President Obama is in the midst of a long-overdue trip to the continent of Africa. Starting in Dakar, Senegal, he’ll next travel to South Africa before finishing up in Tanzania. Because of the Supreme Court’s recent ruling against the Defense of Marriage Act (DOMA), the issue of gay equality has suddenly been thrust front and center.
Take the example of Senegal, where homosexuality is a criminal offense. In a joint press conference with President Obama, President Macky Sall said, “We are not ready to decriminalize homosexuality” but that fact “does not mean we’re all homophobic…we are tolerant.”
Differing views on the definiton of “tolerance” aside, here are five things you probably don’t know about homosexuality in (certain parts of) Africa.
Hopefully you already knew that, but it’s worth reminding those who still refer to Africa more as a single, homogeneous country than as the extremely heterogeneous continent that it is. Containing 54 – 56 countries (depending on whether you count the Western Sahel and Somaliland as countries) and over one billion people, Africa is home to hundreds of active languages, remarkable ethnic diversity, and unbelievable geographic diversity.
No one lumps together the United States, Canada, Mexico, and all of Europe together as one entity. Let’s not do it to the African continent either.
In two-thirds of African countries, it’s a crime to be gay, according to a timely report from Amnesty International.
The penalties vary by country. In South Sudan, “carnal intercourse against the order of nature” can land you in jail for 10 years, while in Burundi, you’d just be subject to a fine of 100,000 francs (about $70). In Nigeria, a bill currently being debated would hold “accomplices” who assist gay couples liable, too, with a sentence of up to five years in prison.
Uganda (where I am now, incidentally) has one of the most anti-gay governments in Africa. In 2009 (and again in 2012), a bill was introduced that “would impose the death penalty for ‘aggravated homosexuality’, and would impose life imprisonment for the ‘offence of homosexuality’, for attempting to commit ‘aggravated homosexuality’ and for entering into a same-sex marriage.” (In case you’re curious, “aggravated homosexuality” is being caught three times in same-sex sexual conduct or having same-sex sexual contact while HIV-positive.) The bill has not passed, but not for lack of trying.
As the Amnesty International report outlines, other areas under Sharia law — Mauritania and parts of Nigeria, Sudan, and Somalia — also have the death penalty in place.

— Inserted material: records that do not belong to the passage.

PR #900, opened 2019-07-03
Payroll: Add owed salary getter function

facuspagnuolo:
*Fixing finding 6.7 of the audit report*

### 6.7 Create an external function to view employees balance

| Minor | Open | This issue is currently under review. |

#### Description

There is no simple way to find out how much money an employee can withdraw as a payroll. Even though the employee can withdraw the maximum amount by simply passing `0` as `_requestedAmount` parameter, it would still be useful to have that information accessible through the external view function.  

#### Remediation

Create an external view function that returns the amount of money that can be currently withdrawn from Payroll by an employee.


future-apps/payroll/contracts/Payroll.sol
```diff
@@ -840,6 +844,17 @@ contract Payroll is EtherTokenConstant, IForwarder, IsContract, AragonApp {
         revert(ERROR_INVALID_PAYMENT_TYPE);
     }
 
+    function _getTotalOwedCappedSalary(uint256 _employeeId) private view returns (uint256) {
```
sohkai: I think this is a good candidate to make `internal` 🤷‍♂

facuspagnuolo: let's make it internal 😄

future-apps/payroll/contracts/Payroll.sol
```diff
@@ -473,6 +478,15 @@ contract Payroll is EtherTokenConstant, IForwarder, IsContract, AragonApp {
         endDate = employee.endDate;
     }
 
+    /**
+     * @dev Get owed salary since last payroll for an employee. It will contemplate the accrued salary as well.
```
```suggestion
     * @dev Get owed salary since last payroll for an employee. It will take into account the accrued salary as well.
```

South Africa banned discrimination based on sexual orientation in 1996 — the first country in the world to do so in its constitution — and passed a bill allowing same-sex marriage in 2006. It was the fifth country in the world to do so, and the first in Africa.
Also, it’s instructive to note that South Africa has allowed gays to openly serve in the militarysince 1998 — a few months after DOMA was signed into law by President Clinton.
We’re used to seeing attitudes on homosexuality soften over time in Western nations, with our generation being typically more accepting of homosexuality than our parents’ or grandparents’ generations.
According to the Pew Research Center’s June 2013 “The Global Divide on Homosexuality,” which surveyed 39 countries around the world, that’s far from uniform.
Two in Africa, Uganda and Nigeria, have Boomer generations that are more accepting of homosexuality than their Millennial generations. The chart includes all of the countries in Africa surveyed in the report with adequate data, and it isn’t missing anything. Nigeria’s millennial population was surveyed at 0% accepting of homosexuality*.
*The survey’s margin of error in Nigeria and Uganda was, respectively, 4.0% and 4.3%, so don’t take these figures as gospel. They’re meant more for illustration.
Again, from the Amnesty International report, which quotes Dr. Basile Ndijo, a senior academic at the University of Douala in Cameroon:
“From a historical perspective, prior to colonialism, which fundamentally changed the sexual imagination and practices in Africa, most African traditional societies were characterized by their sexual tolerance and openness. Contrary to received ideas, what Western colonialization brought into African colonies was homophobia and not homosexuality, which was part of a variety of social practices. The colonial administration only extended through anti-sodomy laws the moralistic view of the church, which perceived same-sex relationships as an expression of cultural primitivism and then encouraged African natives to move towards the so-called modern sexuality; that is, exclusive heterosexuality.”
Monocausal explanations are boring and usually wrong, and this shouldn’t be construed as one. Many other factors come into play, and it’s a complicated topic. Still, it seems fair to say that Western influence is part of the reason why anti-gay attitudes are so prevalent in much of the African continent
This also is not meant to excuse intolerance — merely to provide some historical context to present-day concerns.